__Task requirements__.
Your answer should be the lines below from the one with "### File Location(s)" to the one with "Atm we pass", both included, given again exactly and with nothing added.

────────

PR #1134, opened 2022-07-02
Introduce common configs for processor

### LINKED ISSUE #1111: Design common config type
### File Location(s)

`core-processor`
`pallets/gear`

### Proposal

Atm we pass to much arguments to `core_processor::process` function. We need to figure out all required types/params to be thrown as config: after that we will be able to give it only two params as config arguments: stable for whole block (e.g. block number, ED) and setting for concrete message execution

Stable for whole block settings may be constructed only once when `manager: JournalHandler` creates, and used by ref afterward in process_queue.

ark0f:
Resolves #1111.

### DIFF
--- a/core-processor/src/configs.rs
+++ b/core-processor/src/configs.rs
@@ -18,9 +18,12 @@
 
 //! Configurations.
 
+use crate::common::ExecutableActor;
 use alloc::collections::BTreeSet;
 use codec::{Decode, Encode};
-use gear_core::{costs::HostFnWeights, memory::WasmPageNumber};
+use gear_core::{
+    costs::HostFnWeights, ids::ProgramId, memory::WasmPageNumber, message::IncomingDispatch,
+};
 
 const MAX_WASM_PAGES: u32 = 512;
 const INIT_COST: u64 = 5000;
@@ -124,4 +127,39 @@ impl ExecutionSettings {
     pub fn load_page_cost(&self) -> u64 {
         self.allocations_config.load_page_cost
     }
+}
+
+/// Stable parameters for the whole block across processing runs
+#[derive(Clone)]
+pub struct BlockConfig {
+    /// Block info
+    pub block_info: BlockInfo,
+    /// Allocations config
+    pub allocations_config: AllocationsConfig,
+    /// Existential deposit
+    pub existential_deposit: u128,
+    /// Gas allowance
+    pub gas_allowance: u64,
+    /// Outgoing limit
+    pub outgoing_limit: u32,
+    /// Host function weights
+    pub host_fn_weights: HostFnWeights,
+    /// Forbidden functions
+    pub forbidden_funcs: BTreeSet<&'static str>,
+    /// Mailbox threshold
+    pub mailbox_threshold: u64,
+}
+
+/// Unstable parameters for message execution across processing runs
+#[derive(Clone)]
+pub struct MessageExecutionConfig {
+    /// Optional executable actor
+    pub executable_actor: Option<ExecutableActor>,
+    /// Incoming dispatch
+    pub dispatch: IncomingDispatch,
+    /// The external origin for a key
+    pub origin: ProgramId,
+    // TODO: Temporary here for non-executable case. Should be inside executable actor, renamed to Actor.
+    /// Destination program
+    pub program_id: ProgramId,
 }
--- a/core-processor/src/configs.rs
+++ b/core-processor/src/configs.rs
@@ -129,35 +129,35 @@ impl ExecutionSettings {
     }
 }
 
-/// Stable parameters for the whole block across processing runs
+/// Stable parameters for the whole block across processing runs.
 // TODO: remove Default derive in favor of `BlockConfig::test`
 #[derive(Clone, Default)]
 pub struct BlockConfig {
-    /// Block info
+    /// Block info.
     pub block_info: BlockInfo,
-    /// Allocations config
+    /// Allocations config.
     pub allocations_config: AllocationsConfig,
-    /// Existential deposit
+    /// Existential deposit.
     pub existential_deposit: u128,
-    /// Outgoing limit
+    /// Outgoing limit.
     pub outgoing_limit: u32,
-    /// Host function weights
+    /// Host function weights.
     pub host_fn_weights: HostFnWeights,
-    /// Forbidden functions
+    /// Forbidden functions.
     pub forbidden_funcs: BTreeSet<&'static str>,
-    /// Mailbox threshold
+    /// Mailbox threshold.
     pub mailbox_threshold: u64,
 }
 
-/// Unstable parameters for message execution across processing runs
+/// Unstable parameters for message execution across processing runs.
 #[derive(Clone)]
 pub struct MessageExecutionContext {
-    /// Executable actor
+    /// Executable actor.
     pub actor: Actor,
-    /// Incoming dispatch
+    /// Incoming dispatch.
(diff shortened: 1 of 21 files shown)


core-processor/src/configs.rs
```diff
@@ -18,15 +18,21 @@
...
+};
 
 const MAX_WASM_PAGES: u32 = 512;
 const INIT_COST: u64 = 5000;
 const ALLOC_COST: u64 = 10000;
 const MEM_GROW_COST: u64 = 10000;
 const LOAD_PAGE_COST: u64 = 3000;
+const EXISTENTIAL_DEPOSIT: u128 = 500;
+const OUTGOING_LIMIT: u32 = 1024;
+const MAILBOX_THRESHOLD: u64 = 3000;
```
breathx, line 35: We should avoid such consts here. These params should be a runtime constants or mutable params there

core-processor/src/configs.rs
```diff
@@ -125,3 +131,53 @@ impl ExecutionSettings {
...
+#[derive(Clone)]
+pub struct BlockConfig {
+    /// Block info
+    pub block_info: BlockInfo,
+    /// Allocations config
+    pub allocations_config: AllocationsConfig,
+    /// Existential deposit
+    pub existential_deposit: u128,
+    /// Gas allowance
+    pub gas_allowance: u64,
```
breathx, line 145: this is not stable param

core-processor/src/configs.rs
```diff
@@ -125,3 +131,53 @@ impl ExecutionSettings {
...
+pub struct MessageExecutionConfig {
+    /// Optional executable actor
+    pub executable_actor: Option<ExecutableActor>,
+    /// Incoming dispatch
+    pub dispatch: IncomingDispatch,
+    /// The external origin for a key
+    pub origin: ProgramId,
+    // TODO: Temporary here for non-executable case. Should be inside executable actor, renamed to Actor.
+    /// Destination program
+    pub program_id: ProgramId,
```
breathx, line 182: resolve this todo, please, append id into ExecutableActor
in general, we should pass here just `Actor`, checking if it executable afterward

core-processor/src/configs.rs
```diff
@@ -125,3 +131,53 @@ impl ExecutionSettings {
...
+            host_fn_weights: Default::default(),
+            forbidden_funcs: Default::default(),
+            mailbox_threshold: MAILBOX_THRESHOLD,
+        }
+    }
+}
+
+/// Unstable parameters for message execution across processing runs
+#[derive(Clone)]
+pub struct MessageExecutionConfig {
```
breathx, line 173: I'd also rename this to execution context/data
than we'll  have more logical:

────────

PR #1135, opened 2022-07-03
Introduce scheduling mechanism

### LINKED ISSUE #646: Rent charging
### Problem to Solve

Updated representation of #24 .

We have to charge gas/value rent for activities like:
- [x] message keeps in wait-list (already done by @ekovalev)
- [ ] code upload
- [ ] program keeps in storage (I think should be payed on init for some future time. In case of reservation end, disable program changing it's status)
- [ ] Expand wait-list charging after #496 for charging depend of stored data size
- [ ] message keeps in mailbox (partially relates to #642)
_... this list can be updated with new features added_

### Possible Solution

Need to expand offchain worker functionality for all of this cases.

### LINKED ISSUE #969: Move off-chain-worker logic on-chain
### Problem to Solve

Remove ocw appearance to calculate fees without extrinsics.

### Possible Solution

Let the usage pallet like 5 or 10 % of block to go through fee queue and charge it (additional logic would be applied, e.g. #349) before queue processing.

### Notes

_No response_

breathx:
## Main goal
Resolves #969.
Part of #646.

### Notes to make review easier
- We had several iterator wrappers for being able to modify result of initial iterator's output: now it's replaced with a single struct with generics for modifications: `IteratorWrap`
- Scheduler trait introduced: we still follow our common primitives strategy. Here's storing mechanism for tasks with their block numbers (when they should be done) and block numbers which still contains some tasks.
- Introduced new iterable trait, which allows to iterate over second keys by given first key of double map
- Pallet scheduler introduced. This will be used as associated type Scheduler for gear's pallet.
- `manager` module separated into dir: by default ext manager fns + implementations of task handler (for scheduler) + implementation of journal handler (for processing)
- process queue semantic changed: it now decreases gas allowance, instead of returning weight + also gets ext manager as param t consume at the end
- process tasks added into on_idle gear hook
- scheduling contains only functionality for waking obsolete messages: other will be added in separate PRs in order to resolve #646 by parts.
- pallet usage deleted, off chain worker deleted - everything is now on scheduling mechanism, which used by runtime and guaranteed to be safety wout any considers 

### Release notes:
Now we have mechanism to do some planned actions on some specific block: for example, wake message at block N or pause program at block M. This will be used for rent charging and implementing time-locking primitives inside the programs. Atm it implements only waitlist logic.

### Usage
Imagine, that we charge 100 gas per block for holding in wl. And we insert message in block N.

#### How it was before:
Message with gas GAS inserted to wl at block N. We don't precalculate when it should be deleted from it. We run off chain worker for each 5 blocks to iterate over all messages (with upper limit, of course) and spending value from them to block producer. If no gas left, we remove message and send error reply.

────────

__Task output__.
### File Location(s)

`core-processor`
`pallets/gear`

### Proposal

Atm we pass to much arguments to `core_processor::process` function. We need to figure out all required types/params to be thrown as config: after that we will be able to give it only two params as config arguments: stable for whole block (e.g. block number, ED) and setting for concrete message execution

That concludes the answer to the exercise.